--- DESCRIPTION OF THE TASK ---
Return the following from the records below: each line, word for word, starting with the line that contains "requirements.txt" and going on through the line that contains "bnaul: Not related", with nothing outside that range.

--- MATERIAL TO PROCESS ---
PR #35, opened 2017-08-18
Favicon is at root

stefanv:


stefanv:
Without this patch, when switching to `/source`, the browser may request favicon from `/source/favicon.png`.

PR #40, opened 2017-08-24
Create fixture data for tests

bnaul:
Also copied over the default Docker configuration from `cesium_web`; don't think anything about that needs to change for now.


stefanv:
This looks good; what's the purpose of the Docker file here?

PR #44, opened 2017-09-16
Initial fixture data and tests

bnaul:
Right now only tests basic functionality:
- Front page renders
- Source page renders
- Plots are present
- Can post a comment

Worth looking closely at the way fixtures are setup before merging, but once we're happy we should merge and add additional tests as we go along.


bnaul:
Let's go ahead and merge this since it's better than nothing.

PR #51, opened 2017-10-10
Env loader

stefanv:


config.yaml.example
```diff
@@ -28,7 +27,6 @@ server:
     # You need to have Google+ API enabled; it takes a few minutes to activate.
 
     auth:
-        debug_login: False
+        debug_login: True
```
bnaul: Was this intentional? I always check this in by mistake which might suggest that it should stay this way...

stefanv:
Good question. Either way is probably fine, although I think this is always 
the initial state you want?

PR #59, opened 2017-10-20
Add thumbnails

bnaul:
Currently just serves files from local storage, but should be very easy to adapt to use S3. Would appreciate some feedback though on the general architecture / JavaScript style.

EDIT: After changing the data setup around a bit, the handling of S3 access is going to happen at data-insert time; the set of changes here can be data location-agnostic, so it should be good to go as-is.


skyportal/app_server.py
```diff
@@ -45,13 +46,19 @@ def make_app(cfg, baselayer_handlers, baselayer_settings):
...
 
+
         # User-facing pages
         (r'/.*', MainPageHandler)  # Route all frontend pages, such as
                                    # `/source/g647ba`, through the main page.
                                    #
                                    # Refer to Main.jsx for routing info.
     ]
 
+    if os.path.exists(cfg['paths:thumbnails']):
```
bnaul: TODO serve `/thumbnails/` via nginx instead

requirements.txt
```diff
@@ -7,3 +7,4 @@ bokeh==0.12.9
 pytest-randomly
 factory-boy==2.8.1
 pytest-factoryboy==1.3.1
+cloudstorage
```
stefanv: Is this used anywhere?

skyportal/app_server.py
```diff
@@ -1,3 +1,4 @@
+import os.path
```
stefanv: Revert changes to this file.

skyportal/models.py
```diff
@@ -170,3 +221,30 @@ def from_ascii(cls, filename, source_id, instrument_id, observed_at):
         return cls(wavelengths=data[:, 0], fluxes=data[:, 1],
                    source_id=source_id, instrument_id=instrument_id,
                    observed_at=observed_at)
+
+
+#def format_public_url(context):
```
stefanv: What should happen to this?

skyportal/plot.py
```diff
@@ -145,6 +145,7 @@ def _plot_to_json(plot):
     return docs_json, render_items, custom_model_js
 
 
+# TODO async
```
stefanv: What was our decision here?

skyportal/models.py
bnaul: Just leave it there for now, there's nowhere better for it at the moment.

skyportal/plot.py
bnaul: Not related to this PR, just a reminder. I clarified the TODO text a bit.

==

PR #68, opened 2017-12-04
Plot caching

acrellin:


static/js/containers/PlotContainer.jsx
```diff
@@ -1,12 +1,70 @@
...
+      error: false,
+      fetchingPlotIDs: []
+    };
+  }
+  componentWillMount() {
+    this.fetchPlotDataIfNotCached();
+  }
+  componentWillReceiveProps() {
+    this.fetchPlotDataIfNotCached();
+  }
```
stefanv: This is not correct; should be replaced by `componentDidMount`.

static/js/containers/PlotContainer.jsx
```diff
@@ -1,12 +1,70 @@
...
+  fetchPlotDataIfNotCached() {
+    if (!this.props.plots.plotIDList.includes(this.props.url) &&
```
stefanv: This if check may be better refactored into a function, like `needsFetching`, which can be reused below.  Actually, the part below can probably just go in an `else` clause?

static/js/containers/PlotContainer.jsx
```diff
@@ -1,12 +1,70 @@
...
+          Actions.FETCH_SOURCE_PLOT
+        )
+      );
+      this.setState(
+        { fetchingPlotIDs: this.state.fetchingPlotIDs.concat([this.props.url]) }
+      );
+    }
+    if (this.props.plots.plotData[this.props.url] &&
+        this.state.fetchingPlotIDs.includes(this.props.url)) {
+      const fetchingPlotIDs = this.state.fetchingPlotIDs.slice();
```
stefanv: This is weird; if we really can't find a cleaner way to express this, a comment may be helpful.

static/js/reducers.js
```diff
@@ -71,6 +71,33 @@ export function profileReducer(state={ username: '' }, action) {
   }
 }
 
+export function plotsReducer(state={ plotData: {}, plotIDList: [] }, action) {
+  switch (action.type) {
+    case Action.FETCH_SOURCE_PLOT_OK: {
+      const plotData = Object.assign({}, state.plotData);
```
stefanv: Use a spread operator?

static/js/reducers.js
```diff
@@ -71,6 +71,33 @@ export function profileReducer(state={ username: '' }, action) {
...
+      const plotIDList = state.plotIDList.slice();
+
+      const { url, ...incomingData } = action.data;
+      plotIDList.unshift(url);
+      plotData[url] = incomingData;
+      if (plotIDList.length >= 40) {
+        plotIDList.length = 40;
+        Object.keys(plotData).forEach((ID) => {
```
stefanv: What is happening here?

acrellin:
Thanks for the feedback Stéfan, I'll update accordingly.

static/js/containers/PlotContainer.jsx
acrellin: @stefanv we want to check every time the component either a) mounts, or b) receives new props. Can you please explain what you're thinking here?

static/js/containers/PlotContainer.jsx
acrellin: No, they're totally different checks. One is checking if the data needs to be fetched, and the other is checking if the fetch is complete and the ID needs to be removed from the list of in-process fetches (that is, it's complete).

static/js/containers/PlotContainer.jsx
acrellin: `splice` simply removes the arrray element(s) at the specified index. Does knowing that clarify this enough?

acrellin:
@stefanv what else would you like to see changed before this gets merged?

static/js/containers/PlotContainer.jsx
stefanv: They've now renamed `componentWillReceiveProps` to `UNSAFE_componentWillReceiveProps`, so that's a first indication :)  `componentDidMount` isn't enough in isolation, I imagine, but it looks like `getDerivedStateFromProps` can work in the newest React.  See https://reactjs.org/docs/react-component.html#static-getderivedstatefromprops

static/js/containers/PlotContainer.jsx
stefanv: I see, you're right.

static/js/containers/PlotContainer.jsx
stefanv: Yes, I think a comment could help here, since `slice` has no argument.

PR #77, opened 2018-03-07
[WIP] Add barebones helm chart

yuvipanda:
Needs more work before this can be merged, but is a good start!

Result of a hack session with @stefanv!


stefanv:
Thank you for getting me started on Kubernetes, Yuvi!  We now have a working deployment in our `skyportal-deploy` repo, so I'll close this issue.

--- RESULT ---
requirements.txt
```diff
@@ -7,3 +7,4 @@ bokeh==0.12.9
 pytest-randomly
 factory-boy==2.8.1
 pytest-factoryboy==1.3.1
+cloudstorage
```
stefanv: Is this used anywhere?

skyportal/app_server.py
```diff
@@ -1,3 +1,4 @@
+import os.path
```
stefanv: Revert changes to this file.

skyportal/models.py
```diff
@@ -170,3 +221,30 @@ def from_ascii(cls, filename, source_id, instrument_id, observed_at):
         return cls(wavelengths=data[:, 0], fluxes=data[:, 1],
                    source_id=source_id, instrument_id=instrument_id,
                    observed_at=observed_at)
+
+
+#def format_public_url(context):
```
stefanv: What should happen to this?

skyportal/plot.py
```diff
@@ -145,6 +145,7 @@ def _plot_to_json(plot):
     return docs_json, render_items, custom_model_js
 
 
+# TODO async
```
stefanv: What was our decision here?

skyportal/models.py
bnaul: Just leave it there for now, there's nowhere better for it at the moment.

skyportal/plot.py
bnaul: Not related to this PR, just a reminder. I clarified the TODO text a bit.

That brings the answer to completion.